Step 4. On the KEGG main page enter Pho5 in the search bar, and then click on the sce:YBR093C. The link you have just clicked on is the link to the Saccharomyces cerevisiae PHO5 gene. There were also other PHO5 genes from other organisms retrieved, but as you already know, we are interested particularly in PHO5 from Saccharomyces cerevisiae. The page is displayed as in Figure 5.

As you can see, the entry is pretty simple, but it is as well very complex because it contains a lot of links and references. It contains “standard” sections, as gene name, definition with EC number, organism, references to other databases, protein sequence, nucleotide sequence, position etc. We will focus on the Pathway section.

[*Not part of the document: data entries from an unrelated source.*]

PR #5774, opened 2017-03-13
SI-884, allow type arguments on patterns.

paulp:
Also offers a way to achieve the goal in SI-6517, seen in the test.

The mechanism is to rewrite casedefs which contain type applications
so that they no longer contain type applications, by pulling the
unapply call into a lazy val which precedes the match. Example using
an extractor which parses a string based on a specified type:
```scala
  expr match {
    case FromString[Int](n)                   => n
    case FromString[(Double, Double)]((a, b)) => (a + b).toInt
  }
```
becomes (with the generated names unique of course)
```scala
  {
    val Scrutinee = expr;
    lazy val TypeArgsPattern1 = FromString.unapply[Int](Scrutinee);
    lazy val TypeArgsPattern2 = FromString.unapply[(Double, Double)](Scrutinee);

    Scrutinee match {
      case _ if !TypeArgsPattern1.isEmpty =>
        val n = TypeArgsPattern1.get
        n
      case _ if !TypeArgsPattern2.isEmpty =>
        val x$1 = TypeArgsPattern2.get
        val a = x$1._1
        val b = x$1._2
        (a + b).toInt
    }
  }
```
This approach means that the various machinery which swirls around
type application should work (e.g. and especially, implicit selection.)

### DIFF
--- a/src/compiler/scala/tools/nsc/ast/parser/MatchRewriter.scala
+++ b/src/compiler/scala/tools/nsc/ast/parser/MatchRewriter.scala
@@ -1,0 +1,113 @@
+package scala.tools.nsc
+package ast.parser
+
+class MatchRewriter[G <: scala.tools.nsc.Global](val global: G) {
+  import global._
+
+  /** Entry point. */
+  object rewrite extends Transformer {
+    def apply(t: Tree): Tree = {
+      logResult("Transforming: " + t)(transform(t))
+    }
+    override def transform(t: Tree): Tree = t match {
+      case m: Match => new TranslateMatch(super.transform(m).asInstanceOf[Match]) resultTree
+      case _        => super.transform(t)
+    }
+  }
+
+  object CaseDecompose {
+    /** That's right, the compiler generates a wrong AppliedTypeTree
+     *  instead of a TypeApply tree when there are type args in a pattern.
+     *  "We can rebuild it... we have the technology."
+     *
+     *  Unfortunately fixing it at the source revealed many other
+     *  points in the compiler which depend on things happening as
+     *  they presently do. You, dear reader, are welcome to try it.
+     */
+    def makeTermTree(t: Tree): Tree = t match {
+      case AppliedTypeTree(fun, args) => TypeApply(makeTermTree(fun), args)
+      case Select(qual, name)         => Select(makeTermTree(qual), name.toTermName)
+      case Ident(name)                => Ident(name.toTermName)
+    }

An also interesting section, but not the focus of our present exercise, is the “Orthology” section. The “Nucleotide” section is also interesting because, not only that contains the DNA sequence which can be exported in FASTA format, but contains an option which enables you to retrieve not just the gene sequence itself, but also n nucleotides downstream or upstream of the gene.

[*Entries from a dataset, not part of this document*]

PR #299, opened 2023-12-11
fix: Implement proper rate limit handling in github_client

kxs-fchamseddine:
# The problem

We've been running into intermittent failures when running the Jellyfish agent in "download_only" mode which turned out to be caused by secondary rate limits: though `github_gql_client` properly handles both primary and secondary rate limits, `github_client` only properly handles primary rate limits. When we were hitting the secondary rate limit, a single retry would occur (without waiting) before an exception is thrown since it's not a primary rate limit:
`
[3061] Failed to download github data:
403 Client Error: Forbidden for url: https://api.github.com/users/Kinaxis
`

# The solution

Rather than the currently implemented hack, we can take a similar approach to what's done in `github_gql_client`:
The documentation states that the presence of `retry-after` in the response headers indicates that a secondary rate limit was hit, and we can thus utilize this information with the existing retry mechanism to perform a reasonable sleep before retrying a select number of times.

The primary rate limit will be prioritized, as is recommended by the GitHub API documentation.

Exceptions will still be raised for non-rate limit related errors.

We have confirmed that this fix has greatly improved stability over the last week during our forks' automated builds.

# Manual testing

## Given

A response header containing a `X-RateLimit-Remaining` value of 0 (indicating a primary rate limit was hit)

## When

We run the agent in "download_only" mode

## Then

A retry dictated by `X-RateLimit-Reset` is conducted, as is indicated by the 3091 warning log:
`
[3091] Github rate limit exceeded.  Trying again in 0:47:56.194486...
`

## Given

A response header containing a `retry-after` non-zero value (indicating a secondary rate limit was hit)

## When

We run the agent in "download_only" mode

## Then

A retry dictated by `retry-after` is conducted, as is indicated by the 3091 warning log:
`
[3091] Github rate limit exceeded.  Trying again in 0:01:00...
`

### DIFF
--- a/jf_agent/git/github_client.py
+++ b/jf_agent/git/github_client.py
@@ -121,21 +121,29 @@ class GithubClient:
         for i in range(1, max_retries + 1):
             try:
                 result = self.session.get(url)
-
-                # HACK: This appears to happen after we have been
-                # rate-limited when hitting certain URLs, there is
-                # likely a more elegant way to solve this but it takes
-                # about an hour to test each time and it works.
-                if result.status_code == 403:
-                    result = self.session.get(url)
-
                 result.raise_for_status()
                 return result
             except requests.exceptions.HTTPError as e:
-                remaining_ratelimit = e.response.headers.get('X-RateLimit-Remaining')
-                ratelimit_reset = e.response.headers.get('X-RateLimit-Reset')
+                reset_wait_in_seconds = 0
+                # Primary rate limits should take precedence over secondary rate limits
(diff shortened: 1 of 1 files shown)


kxs-fchamseddine:
We've opened a Jellyfish ticket to get someone to review this PR. This was when we were informed that they are able to flick a switch on their side to enforce the usage of the GQL client when querying GitHub which already properly handles all rate limits.

After synchronizing, this change was conducted. There is thus no longer a need for these changes and the PR can be closed.

PR #308, opened 2023-12-21
[OJ-31903] Upload on Failure or Timeout

nathanieltalbot:
A "dead man's switch" of sorts, to allow us to upload logs in the case of _any_ failure, at least, hopefully.

Basically:
- In rollback_on_fail.sh, if we find we've failed, we kick off `main.py` _again_ with the `-f` flag, indicating `from failure`
- This will execute a fun special mode that doesn't download, but just sets the output directory to whatever we find as the last directory in the outdir.
- There's a catch-22 here that I'm trying to patch wherein we don't actually get the logs from _this_ send-only run of the agent, but working on fixing that by adding the old logfile to the curr directory.

### DIFF
--- a/jf_agent/main.py
+++ b/jf_agent/main.py
@@ -10,18 +10,18 @@ from collections import namedtuple
 from glob import glob
 from pathlib import Path
 import sys
-from time import sleep
 
 import requests
 import json
+
 
 from jf_agent import (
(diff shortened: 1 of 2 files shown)


thingscouldbeworse (approved):
Approach makes sense

PR #312, opened 2024-01-05
OJ-32077-make-jira-fail-a-soft-fail

gavinpitt-jf:
Previously, before JF Ingest, if JIRA failed it would be a 'soft' failure and move on to attempt to download GIT data as well as upload logging and diagnostic information. With the rollout of JF Ingest, however, a bug was introduced that made JIRA failures a hard failure. This PR seeks to address that and make the JIRA failure soft again

### DIFF
--- a/jf_agent/main.py
+++ b/jf_agent/main.py
@@ -1,5 +1,6 @@
 import argparse
 from concurrent.futures import ThreadPoolExecutor
+import traceback
 import dotenv
 import gzip
 import logging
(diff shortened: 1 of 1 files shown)


thingscouldbeworse (commented):
We need to report back `success` to the status file don't we?

gavinpitt-jf:
> We need to report back `success` to the status file don't we?

Yup, that's what this `append` statement is doing

```
            success_status = 'success' if success else 'failed'
            download_data_status.append({'type': 'Jira', 'status': success_status})
```

thingscouldbeworse (approved):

Figure 5. The sce:YBR093C entry

Step 5. Click on the sce00740 link in the “Pathway” section. The “Pathway” section contains information about the function of the gene. The product of the gene can be included in metabolism, regulation of metabolic processes, or in regulation of gene expression. The product of the PHO5 gene is included in the riboflavin metabolism. The page we have come in Step 5 contains the riboflavin metabolic pathway. The product of the PHO5 gene is signed in red (Figure 6). This interactive figure has the same functionality as the global metabolic pathway figure, but because of less data shown, the figure is more detailed, which means that

under dots there are actually names of corresponding metabolites, and on the reaction lines there are the EC numbers for the enzyme which carries the reaction. If the enzyme is available in KEGG, the EC number links to this enzyme from the concerned organism. Available enzymes are highlighted in green. By clicking on dot representing the metabolite, it is possible to get to the entry of that metabolite. Now we will return to the YBR093C entry to analyse it further.

Figure 6. The riboflavin metabolism pathway. Pho5 is labelled in red.

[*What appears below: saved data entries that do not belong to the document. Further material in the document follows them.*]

PR #314, opened 2024-01-12
OJ-32108-agent-side-changes-for-memory-foot-print-reduction

gavinpitt-jf:
Bump JF Ingest version and de-risk generating JF Ingest config. JF Ingest will be controlled by a separate agent only config flag on the Jellyfish side, so this release will be restricted to only clients that have the config flag enabled

### DIFF
--- a/jf_agent/main.py
+++ b/jf_agent/main.py
@@ -200,9 +200,6 @@ def main():
             diagnostics.capture_run_args(
                 args.mode, args.config_file, config.outdir, args.prev_output_dir
             )
-            ingest_config = get_ingest_config(
-                config=config, creds=creds, endpoint_jira_info=jellyfish_endpoint_info.jira_info
-            )
             try:
                 generate_manifests(
                     config=config, creds=creds, jellyfish_endpoint_info=jellyfish_endpoint_info
@@ -226,7 +223,6 @@ def main():
                 download_data_status = download_data(
                     config,
                     creds,
-                    ingest_config,
                     jellyfish_endpoint_info.jira_info,
                     jellyfish_endpoint_info.git_instance_info,
                     jellyfish_endpoint_info.jf_options,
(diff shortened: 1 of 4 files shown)


jf_agent/main.py
```diff
@@ -200,9 +200,6 @@ def main():
             diagnostics.capture_run_args(
                 args.mode, args.config_file, config.outdir, args.prev_output_dir
             )
-            ingest_config = get_ingest_config(
-                config=config, creds=creds, endpoint_jira_info=jellyfish_endpoint_info.jira_info
-            )
```
gavinpitt-jf, line 205: Move ingest config out of here, where we generate it every time. Move it to the logic block that only triggers if the config flag is set

jf_agent/main.py
```diff
@@ -575,31 +571,33 @@ def distribute_repos_between_workers(git_configs, metadata_by_project):
 
 @diagnostics.capture_timing()
 @logging_helper.log_entry_exit(logger)
-def download_data(
-    config, creds, ingest_config, endpoint_jira_info, endpoint_git_instances_info, jf_options
-):
+def download_data(config, creds, endpoint_jira_info, endpoint_git_instances_info, jf_options):
```
gavinpitt-jf, line 574: remove ingest_config as an argument

jf_agent/main.py
```diff
@@ -575,31 +571,33 @@ def distribute_repos_between_workers(git_configs, metadata_by_project):
...
                 )
                 logger.debug(traceback.format_exc())
-                success = False
+                logger.info(f'Rolling back and using load_and_dump_jira to ingest data')
 
-            success_status = 'success' if success else 'failed'
-            download_data_status.append({'type': 'Jira', 'status': success_status})
+                download_data_status.append(
+                    load_and_dump_jira(config, endpoint_jira_info, jira_connection)
+                )
```
gavinpitt-jf, line 600: If JF Ingest does fail, attempt to run the legacy way. This will derisk the initial launch of jf ingest

jruel4 (approved):

PR #317, opened 2024-02-05
OJ 32624 OJ-32625  add logging queue handler

breid1313:
Add a log queue listener and handler to the logging config that will periodically post log messages to Jellyfish to reduce the latency in receiving agent logs.

### DIFF
--- a/jf_agent/agent_logging.py
+++ b/jf_agent/agent_logging.py
@@ -1,7 +1,11 @@
 import logging
+from logging import LogRecord
 import os
 import sys
-import urllib3
+from logging.handlers import QueueHandler, QueueListener
+from queue import Queue
+from dataclasses import dataclass
+from typing import List
 
 '''
 Guidance on logging/printing in the agent:
@@ -19,6 +23,7 @@ e.g., function names, iteration counts
 '''
 
 LOG_FILE_NAME = 'jf_agent.log'
+
 
 # For styling in log files, I think it's best to always use new lines even when we use
 # the special character to ignore them. Leverage always_use_newlines for this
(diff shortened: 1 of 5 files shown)


jf_agent/main.py
```diff
@@ -233,15 +249,13 @@ def main():
...
             diagnostics.capture_outdir_size(config.outdir)
-            diagnostics.close_file()
-
-            # Kills the sys_diag_collector thread
-            sys_diag_done_event.set()
-            sys_diag_collector.join()
 
         except Exception as err:
             logger.error(f"Encountered error during agent run! {err}")
+            agent_logging.close_out(logging_config)
```
jruel4, line 255: Q: Is this something that should live in the "finally" block?

jf_agent/util.py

Step 6. On the YBR0093C entry page, click on the sce04111 link located in the “Pathway” section. By doing so, the portion of yeast’s cell cycle regulation pathway is shown (Figure 7). This map shows which proteins are involved in the yeast cell cycle. There are proteins which regulate the activity of other proteins, transcription factors, etc. Some proteins are clustered together, which means that those proteins form complexes with each other. As on the pathway figure, the Pho5 gene is marked in red, available genes are also highlighted green and their entries can be retrieved by clicking on them. The lines represent the influence of one protein to other. There are specific lines indicating repression, activation, phosphorylation, etc. Because the lines don’t represent reactions in the usual sense of the word, they don’t link to anything.

Figure 7. The yeast cell cycle. Pho5 is labelled in red.